_To do_:
Only lines with the word "operator" are wanted; copy each of them from the listing below.

_Data supplied_:

━━━━━━━━━━━━━━━━━━━━━━━━━━━━━━

PR #20074, opened 2025-10-09
[io] ROOT::Detail::TKeyMapIterable: return ref in operator++()

silverweed:
The [requirements](https://en.cppreference.com/w/cpp/named_req/Iterator.html) for an iterator mandate that `operator++()` returns a reference to the iterator, not a copy.


silverweed:
Update: I also changed the iterator tag from Forward to Input (see commit description)

hahnjo (approved):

━━━━━━━━━━━━━━━━━━━━━━━━━━━━━━

_Your solution_:
[io] ROOT::Detail::TKeyMapIterable: return ref in operator++()
The [requirements](https://en.cppreference.com/w/cpp/named_req/Iterator.html) for an iterator mandate that `operator++()` returns a reference to the iterator, not a copy.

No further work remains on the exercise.